# Cold weather



## Plantificus (Sep 17, 2009)

Anyone work in a cold climate? what do you wear out there in terms of thermals and boots. I'm looking for a cost effective way to stay warm because the long underwear didn't work last year, I'm trying to avoid under armor because of the cost.. any suggestions


----------



## 1703 (Jul 21, 2009)

As light in the loafers as this sounds, I wear silk.

My father gave me a set for christmas a several years ago, and I couldn't bring myself to wear them for fear of what would happen to my masculinity.

I mustered up the courage to try it and I fell in love.

No more sweating like a houndog crappin' razor blades when inside, yet toasty when outside. Light weight and comfy.

A thumbs up from me.


----------



## RealLivePlumber (Jun 22, 2008)

Silk 'eh. 

Ok. What's it look like, where do you get it?


----------



## user2090 (Sep 26, 2009)

I dress in layers, and always have extra clothes. Learned in cub scouts that moisture is what gets you. Always put a complete set of fresh clothes on in the morning because the human body will perspire some during the night. Change socks during the day if feet get sweaty, this will go a long way.:thumbup:


----------



## 1703 (Jul 21, 2009)

RJ Pascone said:


> Silk 'eh.
> 
> Ok. What's it look like, where do you get it?


It looks similar to under armor.

I've ordered it from Cabela's and other places that I can't remember. Maybe Land's end?



It comes in different wt's. I usually get the lightest weight.


----------



## 422 plumber (Jul 31, 2008)

I got my silks from Lands' End. I usually wear liner socks then 30 Below brand from Vermont Country Store. Your winter boots need to be bigger than your summer boots. If your boots are too tight, there is no air between the sock layers to insulate. If you wear silks, and regular work clothes, a hoodie sweat shirt, and work jacket, with Carhartt type Arctic coat and bibs in the van for unexpected outdoor stuff, you should be fine.


----------



## TheMaster (Jun 12, 2009)

I keep warm by living in the south and not going out to work unless its above 32 degrees. I do under armor and thermal craftsman shirts.


----------



## 422 plumber (Jul 31, 2008)

I was just gonna ask how you were qualified to weigh in on this topic:laughing:


----------



## Master Mark (Aug 14, 2009)

*a woool pouch...*

I work outside all day long in the winter...

I keep warm with a 100% wool sweater

and I have made a special wool pouch
 that I tuck my balls into on those extra cold days....

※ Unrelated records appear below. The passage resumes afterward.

PR #6856, opened 2025-02-11
Staging -> prod

BacLuc:
@BacLuc and @pmattmann would like to deploy just these 2 commits from staging to prod.

The reason is:
it seems that these 2 commits improve the response times for the user dramatically.

Before:
https://gist.github.com/BacLuc/3f1dcd8bb374f483e71615a8d65d4d0a

after:
https://gist.github.com/BacLuc/ba1a65e67e970b75897ec284f63e4ae4

with 20 threads
https://gist.github.com/BacLuc/dfe77a165c9b296d10318febb762f826
(did not help, all threads were idling, and the cpu usage of the DB was 100%)

with 8 threads
https://gist.github.com/BacLuc/b447179f85c475101b7220b23eb7dfdf


pmattmann (approved):

pmattmann:
/fast-forward/

PR #2338, opened 2019-05-21
Suite variable dictionary containing all variables inserted in template

TomekTrzeciak:
Implements https://github.com/cylc/cylc-flow/issues/2960#issuecomment-466043979 - a special  `ROSE_SUITE_VARIABLES` Jinja2 (EmPy) dictionary containing all variables inserted in template, so that their names can be resolved in a programmatic way.

### DIFF
--- a/bin/rose-suite-run
+++ b/bin/rose-suite-run
@@ -117,11 +117,14 @@
 #         Each `KEY` in this space delimited list switches on an optional
 #         configuration. The configurations are applied first-to-last.
 #
-# JINJA2 VARIABLES
-#     `rose suite-run` provides the following Jinja2 variables to the suite.
+# SUITE VARIABLES
+#     `rose suite-run` provides the following variables to the suite.
 #
 #     ROSE_ORIG_HOST
 #         The name of the host where the `rose suite-run` command was invoked.
+#     ROSE_SUITE_VARIABLES
+#         Dictionary containing all suite variables inserted via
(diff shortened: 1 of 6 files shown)


TomekTrzeciak:
(There are some failures in the tests, but I don't think they are related to this change, e.g. `t/docs/02-tutorial-suites.t` fails for me on clean checkout of `2019.01.x` branch as well.)

bin/rose-suite-run
```diff
@@ -117,11 +117,14 @@
 #         Each `KEY` in this space delimited list switches on an optional
 #         configuration. The configurations are applied first-to-last.
 #
-# JINJA2 VARIABLES
-#     `rose suite-run` provides the following Jinja2 variables to the suite.
+# SUITE VARIABLES
+#     `rose suite-run` provides the following variables to the suite.
```
oliver-sanders: We should make it clear that these variables are template variables not environment variables.

```suggestion
#     `rose suite-run` provides the following variables to the suite as template variables (i.e. Jinja2 or EmPy).
```

*Why this matters: `$ROSE_ORIG_HOST` is actually an environment variable but isn't only exported locally so we advise people use `{{ ROSE_ORIG_HOST }}`.*

oliver-sanders:
Sorry @TomekTrzeciak can I be a pain and ask for a minor wording tweak, otherwise fine.

TomekTrzeciak:
@oliver-sanders, good spot, I haven't thought of possible confusion with environment variables. Fixed on this and master PRs.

it gets a little scratchey,  but I stay warm.:laughing::laughing:..


----------



## Plantificus (Sep 17, 2009)

hahaha are you serious?


----------



## uaplumber (Jun 16, 2008)

I go with a t-shirt until 15 below celcius (thats 5 degrees f for you southeners.) However people do look at me weird.

-15 to -20 a hoodie.
-20 to -35 gets a hoodie with a "lumberjack" jacket.
-35 to -45 a heavy winter jacket.
past -45? I get a chill.


----------



## Pipedoc (Jun 14, 2009)

i am shivering just thinking about that.


----------



## Regulator (Aug 20, 2009)

What temperature are we talking here? Wind chill possible? Wet or dry climate?


----------



## UnclogNH (Mar 28, 2009)

uaplumber said:


> I go with a t-shirt until 15 below celcius (thats 5 degrees f for you southeners.) However people do look at me weird.
> 
> -15 to -20 a hoodie.
> -20 to -35 gets a hoodie with a "lumberjack" jacket.
> ...


Sounds like around here


----------



## Regulator (Aug 20, 2009)

Winter in the BC Interior up to the Yukon -20 to -50:
Heavy wool socks, one piece long johns, undershirt, wool pants, flannel shirt, light wool pull over sweater or Mackinaw, insulated coveralls, toque or balaclava, arctic gloves (thumb and forefinger like a glove the remainder of fingers together like a mit) high insulated snow boots. Adjust layers to suit temperature/work conditions. 
AVOID SWEATING! No joke, you sweat you can freeze.
If the wind picks up at or below -30 pack it in, go home.
Glove warmers are always handy.


----------



## ROCKSTARPLUMBER (Dec 14, 2008)

I here it gets down to -65 in minnesota.


----------



## Optimus Primer (May 20, 2009)

you could always to move florida and make 15 to 20 dollars an hour.


----------



## Bollinger plumber (Apr 3, 2009)

This is what I like to wear to relax after work.


----------



## LEAD INGOT (Jul 15, 2009)

A friend of mine asked me what do I do when its -20, I said I put on a coat. He asked what do I do when it gets - 40, I said I zip up the coat.


----------



## LEAD INGOT (Jul 15, 2009)

A rancher I know living in a N.Dakota S. Dakota border town made the paper. The state came through and re-surveyed his land and found out that his ranch, which he has been paying N. Dakota tax on for 20 years is actually in S. Dakota. So when the local paper interviewed him, they asked how he felt about the news. He said, I couldn't be happier. I don't think I could take another N. Dakotan winter.


----------



## gear junkie (Jun 20, 2008)

Stay away from under armor. Overpriced crap. I really like anything made with polartec. For boots, I like belleville insulated boots but the key is your socks. Get the thick wool ones and make sure your boots aren't to tight.


----------